January 31, 2017 07:30 CST

Consensus Consensus Range Actual Previous
ECI - Q/Q change 0.6% 0.6% to 0.8% 0.5% 0.6%
ECI - Y/Y change 2.2% 2.3%

Employers are getting a break as benefit costs continue to slow, helping to hold down the fourth-quarter employment cost index to a lower-than-expected 0.5 percent quarter-to-quarter gain. Benefit costs rose only 0.4 percent in the quarter which is the second lowest showing going back to third-quarter 2011. Year-on-year, total costs rose 2.2 percent, down 1 tenth from the third quarter, with benefit costs down 2 tenths to 2.1 percent.

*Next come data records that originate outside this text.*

PR #3191, opened 2017-08-31
TLS and MTLS enhancements to HTTPListener input plugin

allingeek:
This enhancement allows a user to enable TLS for the endpoint by providing certificate and private key files. They can use private PKI by specifying a list of certificate authority file names. Mutual TLS authentication can be enabled by providing a list of allowed client CA certificate files.

Signed-off-by: Jeff Nickoloff <jeff@allingeek.com>

### Required for all PRs:

- [x] Signed [CLA](https://influxdata.com/community/cla/).
- [x] Associated README.md updated.
- [x] Has appropriate unit tests.

PR #4021, opened 2018-04-14
Add TLS support to socket_writer and socket_listener plugins

### LINKED ISSUE #2866: Add TLS/SSL encryption support to socket_writer and socket_listener
### Proposal:
Add SSL encryption support to the socket_writer and socket_listener plugins with client certificate support.

### Current behavior:
socket_writer allows to send data over tcp or udp. socket_listener allows to receive data over tcp or udp. This data is transferred in cleartext over the connection.

### Desired behavior:
It should be possible to encrypt and authenticate the data transferred preferably using tls/ssl and authenticate the writer and listener using certificates.

### Use case:
I want to authenticate the data sent by the clients by using the cn field of a client certificate specific for each client. This would ensure that a compromised client cannot send measurements for other clients.

bobmshannon:
Fixes #2866.
 
### Required for all PRs:


internal/internal.go
```diff
@@ -112,12 +112,21 @@ func RandomString(n int) string {
...
 	InsecureSkipVerify bool,
+) (*tls.Config, error) {
+	return GetClientTLSConfig(SSLCert, SSLKey, SSLCA, InsecureSkipVerify)
+}
+
+// GetClientTLSConfig gets a tls.Config object from the given certs, key, and CA files
+// for use with a client.
+// The full path to each file must be provided.
+// Returns a nil pointer if all files are blank and InsecureSkipVerify=false.
+func GetClientTLSConfig(
```
danielnelson: Just leave this as GetTLSConfig for now.

plugins/inputs/socket_listener/README.md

But the bulk of costs that employers pay, about 70 percent, are wages & salaries where the fourth-quarter gain is sizable at 0.5 percent. This year-on-year rate is at 2.3 percent for, however, a 1 tenth decline.

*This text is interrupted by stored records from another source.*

Issue #3791, opened 2018-02-14
Add an input plugin for jenkins "Global Build Stats"


fchiorascu:
New Feature:

Kindly is possible to have:
1\. Input plugins: [[inputs.jenkins]] ?
2\. This oprion it seems that already exists. InfluxDB plugin: https://plugins.jenkins.io/influxdb

The second option I think is more reliable, but for 1\. will be developed something in future?

Kind Regards,

danielnelson:
This would be nice, we also have a pull request open for a plugin to monitor Jenkins itself: https://github.com/influxdata/telegraf/pull/3292

lpic10:
I have something working with that already internally. It makes use of [gojenkins](https://github.com/bndr/gojenkins) that uses only Jenkins API (so no need to install a jenkins plugin) to retrieve jobs data (job name, id, duration, result) and some monitoring info from the nodes like memory, swap and disk space. 

I'm my internal fork I call this input plugin "jenkins", but I see there are #3292 that uses this name as well.

If you are interested I can do some cleaning and open a PR, but I'd need to rename it.

danielnelson:
Searching for metrics at https://plugins.jenkins.io/, it seems there are quite a few options.  It should already be possible to use the influxdb plugin sending to http_listener, the prometheus exporter, the graphite plugin, etc.  It should also be possible to replicate #3292 now in master by using the http input with the dropwizard parser.

Perhaps it's not worth creating more code for this considering there are so many possible integration points?

I do see a big advantage to your design @lpic10, since you wouldn't need to add any plugins.  Can you post the output of `telegraf --input-filter jenkins --test`?

fchiorascu:
I think will be great to have:
- [[inputs.jenkins]]
- and also to monitor jenkins itself.

Kind Regards,

lpic10:
@danielnelson , see below from an initial readme I wrote. 

There are 2 important details:

The jenkins API is not very efficient, so to gather all this data a lot of http calls are needed (to get a list of jobs, then to get a list of builds for a particular job, then for each build). This can escalate rather quickly depending on the number of jobs and builds in a jenkins instance. That's the reason I implemented two basic filters, one by job name and another one to ignore old builds (as telegraf will be collecting data regularly I don't need to get same data again and again). 

The timestamp of the job build is used instead of the collection time. This works fine with influxDB as it does not duplicate the point, I don't know about other output plugins.

[...]

PR #4022, opened 2018-04-16
Add jenkins input plugin based on gojenkins

lpic10:
### Required for all PRs:

As discussed on #3791 this telegraf input plugin does not require a plugin on jenkins side.
See https://github.com/influxdata/telegraf/issues/3791#issuecomment-366799524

Employers aren't getting as squeezed by benefits as they had in 2014 when related costs were approaching 3 percent. And though wages & salaries are up, there's no indication that an inflationary flashpoint is at hand. Today's report is not likely to heat up the inflation discussion at this week's FOMC meeting.

Market Consensus Before Announcement
The employment cost index has been showing pressure, rising 0.6 percent in each of the prior three quarters with forecasters seeing yet another 0.6 percent rise in the fourth quarter. The year-on-year rate has been moving higher, at plus 2.3 percent the last two reports. The two components -- wages & salaries and benefits -- have been showing similar levels of pressure. Putting aside prospects of job expansion under the new administration, the risk exists that tight conditions in the labor market are already raising employer costs.

A measure of total employee compensation costs, including wages and salaries as well as benefits. The employment cost index (ECI) is the broadest measure of labor costs.

The employment cost index is an easy way to evaluate wage trends and the risk of wage inflation. Wage inflation is high on the Federal Reserve's enemy list. Fed officials are always on the lookout for the prospects of inflationary pressures. Wage pressures tend to percolate when economic activity is booming and the demand for labor is rising rapidly. During economic downturns, wage pressures tend to be subdued because labor demand is down.

By tracking labor costs, investors can gain a sense of whether businesses will feel the need to raise prices. If wage inflation threatens, it's a good bet that interest rates will rise, bond and stock prices will fall, and the only investors in a good mood will be the ones who tracked the employment cost index and adjusted their portfolios to anticipate these events.